一般来说,默认负载因数(.75)在时间和空间成本之间提供了很好的权衡。更高的值减少了空间开销,但增加了查找成本(反映在HashMap类的大多数操作中,包括get和put)。在设置映射的初始容量时,应该考虑映射中预期的条目数量及其负载因数,以最小化rehash操作的数量。如果初始容量大于按负载因素划分的最大条目数,则不会发生重新散列操作。
So if you're expecting 100 entries, perhaps a load factor of 0.75 and an initial capacity of ceiling(100/0.75) would be best. That comes down to 134.
因此,如果您预期有100个条目,那么负载因数为0.75和初始容量上限(100/0.75)将是最好的。下降到134。
I have to admit, I'm not certain why lookup cost would be greater for a higher load factor. Just because the HashMap is more "crowded" doesn't mean that more objects will be placed in the same bucket, right? That only depends on their hash code, if I'm not mistaken. So assuming a decent hash code spread, shouldn't most cases still be O(1) regardless of load factor?
我不得不承认,我不确定为什么查找的成本会更高。仅仅因为HashMap更“拥挤”并不意味着将有更多的对象放在同一个bucket中,对吗?这只取决于他们的哈希代码,如果我没弄错的话。假设哈希代码分布良好,那么不管负载因素如何,大多数情况下不应该仍然是O(1)吗?

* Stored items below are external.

PR #1775, opened 2026-07-23
feat(net): add policy-gated in-seam DNS resolver

auser:
## Summary

- add a bounded, `forbid(unsafe)` DNS question/A/AAAA codec with a cargo-fuzz target and security-CI witness
- add a pins-first host DNS handler on the existing vsock egress seam, gated by the workload `NetworkPolicy`
- reject unsafe live answers with a strict SSRF/rebinding classifier unless an address is explicitly pinned
- emit metadata-only, chain-signed per-query DNS audit events and enforce per-workload rate/concurrency limits
- add a guest UDP/TCP loopback DNS stub on `127.0.0.1:53` and seed resolver configuration across OCI, Nix-busybox, and Stage 0 init paths
- add live BDD scenarios for admitted resolution, refusal, and audit-chain visibility; wire the codec/filter/audit tests into claim 10

## Why

NIC-less workloads previously had no resolver, so applications that performed their own DNS lookup failed even when their destination was admitted. DNS also needed to remain inside the same default-deny, auditable egress boundary rather than becoming a covert bypass.

This follows the admitted-connect completion in #1767: one `NetworkPolicy` now gates both name resolution and the subsequent TCP connection.

## Security and user impact

Allow-listed names resolve through the host-mediated vsock seam without adding a routable guest NIC. Non-admitted names are refused before upstream resolution. Returned addresses are filtered against private, loopback, link-local, ULA, and metadata ranges, and every query is rate-limited and chain-audited without recording query payloads or secret data.

## Validation

- `cargo nextest run -p mvm-protocol -p mvm-core -p mvm-hostd`: 2,931 passed, 1 skipped
- `cargo nextest run -p mvm-agentd --features addons`: 535 passed
- serialized workspace test suite: passed before rebase
- workspace/all-target clippy with agent addons: passed before rebase
- Linux cross-builds for OCI init and Stage 0 init: passed
- `cargo run -p xtask -- check-claim-catalog`: clean, 16 claims / 41 witnesses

EDIT: I should read more before posting... Of course the hash code cannot directly map to some internal index. It must be reduced to a value that fits the current capacity. Meaning that the greater your initial capacity, the smaller you can expect the number of hash collisions to be. Choosing an initial capacity exactly the size (or +1) of your object set with a load factor of 1 will indeed make sure that your map is never resized. However, it will kill your lookup and insertion performance. A resize is still relatively quick and would only occur maybe once, while lookups are done on pretty much any relevant work with the map. As a result, optimizing for quick lookups is what you really want here. You can combine that with never having to resize by doing as the JavaDoc says: take your required capacity, divide by an optimal load factor (e.g. 0.75) and use that as the initial capacity, with that load factor. Add 1 to make sure rounding doesn't get you.

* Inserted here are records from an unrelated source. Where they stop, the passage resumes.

PR #1778, opened 2026-07-23
fix(dns): reject IPv4-mapped IPv6 SSRF + audit malformed DNS queries

auser:
Two follow-up hardening fixes for the in-seam DNS resolver (stacks on #1775), surfaced by an independent security review of that PR.

## C1 — SSRF via IPv4-mapped IPv6 (the merge-blocker)

`::ffff:169.254.169.254` (the IPv4-mapped form of the cloud-metadata IP) bypassed **both** egress deny filters: `dns_answer_forbidden` and the connect-time `is_mandatory_deny` each classified it as an opaque IPv6 address, and the mandatory-deny ranges are IPv4 `IpNet`s that `contains()` false-matches across address families. Under an unrestricted policy a workload could reach metadata / RFC1918 space via a crafted AAAA answer **or** a direct connect to the mapped address (Linux dual-stack routes it to the embedded IPv4).

- New shared `unmap_v4_mapped` collapses `::ffff:a.b.c.d` → `a.b.c.d` before both checks.
- Adds CGNAT `100.64.0.0/10` to `dns_answer_forbidden` — it was already in the connect-time deny list, so the "stricter" DNS-answer guard was out of sync.
- Witness tests for the mapped metadata/RFC1918/loopback/CGNAT forms on both filters; a mapped **public** address stays allowed.

## C2 — malformed DNS queries bypassed audit and rate-limit

`decode_query` ran before the rate guard, and the malformed branch emitted no audit event — so a guest could flood malformed frames at unlimited rate, invisible to the chain-signed log.

- Every malformed frame now consumes a rate token (throttled like a valid query) and emits a `malformed` audit event, on both the async and blocking transports.
- Unit + end-to-end handler witnesses.

## Verification
`mvm-core` policy tests 39/39, `mvm-hostd` DNS tests 32/32, clippy `-D warnings` clean, nightly rustfmt clean.

## Not included (follow-ups)
- 6to4 / Teredo / IPv4-compatible embedded-v4 forms (lower-confidence than the kernel-routed mapped form).
- Connection-level flood bound (each DNS query opens a fresh vsock connection spawned upstream of `serve_dns`; C2 adds backpressure + audit but does not bound the accept rate).
- Other review findings still open on #1775: plan-unbound DNS audit, `:53` boot-readiness race, `TokenBucket` refill test, OCI-init uid-0, EDNS0 doc note.

### DIFF
--- a/crates/mvm-agentd/src/bin/mvm-oci-init.rs
+++ b/crates/mvm-agentd/src/bin/mvm-oci-init.rs
@@ -33,10 +33,14 @@ mod linux {
         if cmdline_has_flag("mvm.vsock_egress=1") {
             bring_loopback_up();
             if let Err(error) = mvm_agentd::guest_net::seed_loopback_resolver() {
+                // Non-fatal: a read-only image rootfs may have no writable
+                // /etc/resolv.conf to repoint, but the workload still reaches its
+                // admitted egress through the loopback proxy. Log and continue —
+                // panicking PID 1 here would fail an otherwise-bootable VM.
                 eprintln!(
-                    "mvm-oci-init: failed to point resolv.conf at the loopback DNS stub: {error}"
+                    "mvm-oci-init: could not point resolv.conf at the loopback DNS stub \
+                     (continuing; proxy egress is unaffected): {error}"
                 );
-                std::process::exit(1);
             }
             // Egress is required when this flag is set; the client is the only guest
             // path to the admitted network. Resolve overlay-first (respecting the
--- a/crates/mvm-core/src/policy/dns_guard.rs
+++ b/crates/mvm-core/src/policy/dns_guard.rs
@@ -10,12 +10,16 @@ use std::net::IpAddr;
 /// an admitted public hostname from rebinding to an internal service.
 #[must_use]
 pub fn dns_answer_forbidden(ip: IpAddr) -> bool {
-    match ip {
+    // An IPv4-mapped IPv6 answer (`::ffff:a.b.c.d`) reaches the embedded IPv4
+    // destination on a dual-stack connect, so classify it as that IPv4 address
+    // rather than letting it slip past the IPv4 rules as an opaque IPv6 one.
+    match crate::policy::network_policy::unmap_v4_mapped(ip) {
         IpAddr::V4(address) => {
             address.is_private()
                 || address.is_loopback()
                 || address.is_link_local()
                 || address.is_unspecified()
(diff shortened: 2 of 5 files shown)


auser:
## Rebased onto main + live-validated on HVF

#1775 squash-merged the in-seam DNS resolver into `main` **without** these fixes, so `main` currently ships the resolver with three open defects this PR closes. Rebased onto `main` (3 commits, was stacked on the now-merged feature branch).

### Why this matters now
- **C3 — boot regression on `main`.** On a live HVF boot, **every** `mvmctl machine run --image <read-only OCI image>` kernel-panics: `mvm-oci-init` does a direct `write("/etc/resolv.conf")`, which is EROFS on the verity-sealed rootfs, then `exit(1)`s → PID 1 dies → panic. This PR makes the seed non-fatal.
- **C1 — SSRF.** `::ffff:<private-v4>` bypasses both `dns_answer_forbidden` and the connect-time `is_mandatory_deny` (IPv4-only `IpNet`s false-match across families). Normalized in both filters; CGNAT `100.64/10` added to the DNS-answer guard.
- **C2 — audit/rate-limit gap.** Malformed DNS frames escaped both the rate limiter and the chain-signed log; now counted + audited on both transports.

### Live validation (HVF, macOS 26 arm64), post-fix
```
mvm-oci-init: could not point resolv.conf … (continuing; proxy egress is unaffected)   ← no panic
guest DNS stub started listen=127.0.0.1:53
nslookup example.com → 127.0.0.1:53 → 2606:4700:10::6814:179a                          ← in-guest resolution works
```
The VM boots, the agent becomes reachable, and in-guest DNS resolution via the stub works.

### Follow-ups (not in this PR)
1. **OCI-rootfs cache doesn't invalidate on guest-source change** — the assembled `~/.mvm/cache/oci/{prepared-roots,rootfs}` reuse the old injected `mvm-oci-init` after a guest edit; had to be cleared by hand. The rootfs cache key should cover the injected guest-init fingerprint.
2. **`wget https://…` hangs (rc=124)** — the admitted-egress connect leg (ADR-032 Part 1 territory); the stub returned an IPv6-only answer and the host connect stalled (no IPv4 fallover completed). Separate from this PR.
3. **resolv.conf can't be repointed on a read-only rootfs with no writable `/etc/resolv.conf`** — `getaddrinfo`-based resolution won't hit the stub for such images (busybox `nslookup` still works via its `127.0.0.1` default). Needs a writable-`/etc` mechanism.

编辑:我应该在发布之前多读一些……当然,哈希代码不能直接映射到某个内部索引。它必须被降低到适合当前容量的值。也就是说,初始容量越大,哈希冲突的数量就越小。选择一个初始容量(或+1)对象集的大小(负载系数为1)确实可以确保映射不会被调整大小。但是,它会破坏查找和插入性能。调整大小仍然相对较快,可能只会发生一次,而查找几乎都是在与映射相关的工作上进行的。因此,优化快速查找是您在这里真正需要的。您可以将其与不需要调整大小结合起来,如JavaDoc所言:取所需的容量,除以最优负载因子(例如0.75),然后使用该负载因子作为初始容量。加1以确保四舍五入没有得到。